Duke hammer-fisted Booker in the shoulder when the townsmen were distracted. “Stop kicking me. Just stand there and be a medic. I’m the sniper here.”
“That’s better. Pull the net across,” Major Bluehill said, looking up at his very young, totally confused private. It didn’t seem the young man had any more faith in the position than Duke had.
“I’ll work my way around from another direction,” Duke said. “Rule of mine. Never be seen.”
“Never be seen going to your perch?”
“Never be seen. Anywhere.”
“Ah, gotcha,” Bluehill said.
“We could use a couple of those IRRs,” Booker pointed to a pallet with Infrared Guided Rockets the size of a forearm. “They can punch through Kesaht armor.”
Bluehill looked at her as though just realizing she was there. “You have to hit through the top armor, warheads are about fifty/fifty on a frontal attack. You’re with Sergeant Duke?”
“Maybe he’s with me.”
“I just thought…How do you determine seniority when you’re both…I mean, you look so young.”
“I am young compared to that old boot.”
“Thank you, Major,” Duke said, taking rocket tubes from the major’s men. “We should get set up. You should evacuate. Especially the children and old folks.”
“Evacuate?” Bluehill and the town elder asked at the same time.

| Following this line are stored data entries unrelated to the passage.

PR #238, opened 2025-07-16
Prepare for #235 release

### LINKED ISSUE #58: Failure to load swagger.json if Content-Type is not application/json

### LINKED ISSUE #189: json/decode is called twice with clj-http if api operation.response.content is "*/*"

### LINKED ISSUE #232: Response Content-Type header is not retrieved (properly)

### LINKED ISSUE #233: Babashka HTTP client has "application/transit+msgpack" in supported content types (BB/SCI)

### LINKED ISSUE #234: HTTP client-specific output coercion issues

### LINKED ISSUE #236: The `cljs-http-promise` module tests fail silently
Any failures, e.g. response coercion errors, are not visible in the test results. The false-positive successful passes are possible with all exceptions being silently swallowed by `promesa`.

### LINKED ISSUE #237: The `default-encoders` fn result must be ordered
Since there is logic (e.g. choosing a matching content type for the given encoders, determining suitable content type when parsing OpenAPI/Swagger definition, etc.) that depends on the resulting map being perfectly ordered — when in fact it is not, — we end up with undesired non-deterministic behaviour.

The `martian.interceptors/supported-content-types` fn has to also preserve the same (declaration) order in its `:encodes` and `:decodes` return values.

marksto:
@oliyh Hi Oliver!

I've prepared the changes from PR #235 for release.

The project README was updated, restructured, interlinked, and now comes with a ToC. Here I also managed to fix and/or update some code snippets with usage examples.

During this work, I also noticed another, previously uncovered use case of response coercion that (unsurprisingly) did not work with some real HTTP clients — for an encoder with the `:as :magic` entry. Also fixed. Supported by a new test case.

Feel free to browse through the commits one by one to review the latest changes. I tried to keep them atomic, as usual.

Proposed release notes:

> **WARNING: MAJOR BREAKING CHANGES**
>
> Every effort has been made to maintain backward compatibility, but the nature of the changes is such that the fixes introduced will inevitably change existing, incorrect behaviour.
>
> This release _breaks_:
> - Martian's built-in media type encoders (a map produced by the `martian.encoders/default-encoders` function) are now effectively ordered. This restores the expected behaviour, but may affect the client code if many (3 or more on JVM) custom encoders were added to the default ones, resulting in a change in the order of the map.
> - The `supported-content-types` function now preserves the encoders declaration order. This affects the OpenAPI definition parsing and is actually capable of breaking the code of some library clients. For instance, now, but only when applicable, the "application/transit+json" encoder may be chosen instead of the "application/json".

“There are about three divisions of Kesaht coming this way. They will overrun this town. All I’m going to do is slow them down. Captain Pine has a PDF blocking force in route, but it won’t be much. I suggest, Major, that you start digging trenches there, and there, and there.” He pointed at several terrain features in the narrow, ascending valley. “Interlock defensive fields of fire. Set up a fallback point there and evacuate all nonessential personnel.”